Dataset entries
────────
PR #352, opened 2022-03-15
Add command line argument for user defined model tolerance

### LINKED ISSUE #118: Make tolerance overridable
Fornjot works with a tolerance value, that specifies how far a generated triangle mesh is allowed to deviate from the ideal geometry that a model defines. Right now, this value is [computed automatically](https://github.com/hannobraun/Fornjot/blob/f702a4193a28899899ce989097737d462f382862/src/main.rs#L68-L84), based on the total size of the model. This is fine as a fallback, but the user should be able to override this value.

A command-line argument can be added in [`args.rs`](https://github.com/hannobraun/Fornjot/blob/main/src/args.rs) and then processed in [`main.rs`](https://github.com/hannobraun/Fornjot/blob/main/src/main.rs). As of this writing, the tolerance is also computed in `main.rs`, so integrating an argument there should be straight-forward. Labeling as https://github.com/hannobraun/Fornjot/labels/good%20first%20issue, as this is a small change that doesn't require much knowledge of Fornjot.

mxdamien:
closes #118

### DIFF
--- a/src/args.rs
+++ b/src/args.rs
@@ -14,6 +14,10 @@ pub struct Args {
     /// Parameters for the model, each in the form `key=value`
     #[clap(short, long)]
     pub parameters: Vec<String>,
+
+    // Model deviation tolerance
+    #[clap[short, long]]
+    pub tolerance: Option<f64>,
 }
 
 impl Args {
--- a/src/main.rs
+++ b/src/main.rs
@@ -81,22 +81,32 @@ fn main() -> anyhow::Result<()> {
 
     let mut aabb = shape.bounding_volume();
 
-    // Compute a reasonable default for the tolerance value. To do this, we just
-    // look at the smallest non-zero extent of the bounding box and divide that
-    // by some value.
-    let tolerance = {
-        let mut min_extent = Scalar::MAX;
-        for extent in aabb.size().components() {
-            if extent > Scalar::ZERO && extent < min_extent {
-                min_extent = extent;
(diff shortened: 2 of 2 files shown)


src/args.rs
```diff
@@ -14,6 +14,10 @@ pub struct Args {
     /// Parameters for the model, each in the form `key=value`
     #[clap(short, long)]
     pub parameters: Vec<String>,
+
+    // Model deviation tolerance
+    #[clap[short, long, default_value = "0.0"]]
+    pub tolerance: f64,
```
hannobraun, line 20: I don't like how an invalid value is used as the default. I realize this is handled correctly below, but it's still weird, and also potentially misleading, as this information is used for the auto-generated command-line documentation.

How about:
```suggestion
    #[clap[short, long]]
    pub tolerance: Option<f64>,
```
────────
**PROBLEM TO SOLVE:** Retype the records above in full, matching each line exactly.

**RESULT:**
PR #352, opened 2022-03-15
Add command line argument for user defined model tolerance

### LINKED ISSUE #118: Make tolerance overridable
Fornjot works with a tolerance value, that specifies how far a generated triangle mesh is allowed to deviate from the ideal geometry that a model defines. Right now, this value is [computed automatically](https://github.com/hannobraun/Fornjot/blob/f702a4193a28899899ce989097737d462f382862/src/main.rs#L68-L84), based on the total size of the model. This is fine as a fallback, but the user should be able to override this value.

A command-line argument can be added in [`args.rs`](https://github.com/hannobraun/Fornjot/blob/main/src/args.rs) and then processed in [`main.rs`](https://github.com/hannobraun/Fornjot/blob/main/src/main.rs). As of this writing, the tolerance is also computed in `main.rs`, so integrating an argument there should be straight-forward. Labeling as https://github.com/hannobraun/Fornjot/labels/good%20first%20issue, as this is a small change that doesn't require much knowledge of Fornjot.

mxdamien:
closes #118

### DIFF
--- a/src/args.rs
+++ b/src/args.rs
@@ -14,6 +14,10 @@ pub struct Args {
     /// Parameters for the model, each in the form `key=value`
     #[clap(short, long)]
     pub parameters: Vec<String>,
+
+    // Model deviation tolerance
+    #[clap[short, long]]
+    pub tolerance: Option<f64>,
 }
 
 impl Args {
--- a/src/main.rs
+++ b/src/main.rs
@@ -81,22 +81,32 @@ fn main() -> anyhow::Result<()> {
 
     let mut aabb = shape.bounding_volume();
 
-    // Compute a reasonable default for the tolerance value. To do this, we just
-    // look at the smallest non-zero extent of the bounding box and divide that
-    // by some value.
-    let tolerance = {
-        let mut min_extent = Scalar::MAX;
-        for extent in aabb.size().components() {
-            if extent > Scalar::ZERO && extent < min_extent {
-                min_extent = extent;
(diff shortened: 2 of 2 files shown)


src/args.rs
```diff
@@ -14,6 +14,10 @@ pub struct Args {
     /// Parameters for the model, each in the form `key=value`
     #[clap(short, long)]
     pub parameters: Vec<String>,
+
+    // Model deviation tolerance
+    #[clap[short, long, default_value = "0.0"]]
+    pub tolerance: f64,
```
hannobraun, line 20: I don't like how an invalid value is used as the default. I realize this is handled correctly below, but it's still weird, and also potentially misleading, as this information is used for the auto-generated command-line documentation.

How about:
```suggestion
    #[clap[short, long]]
    pub tolerance: Option<f64>,
```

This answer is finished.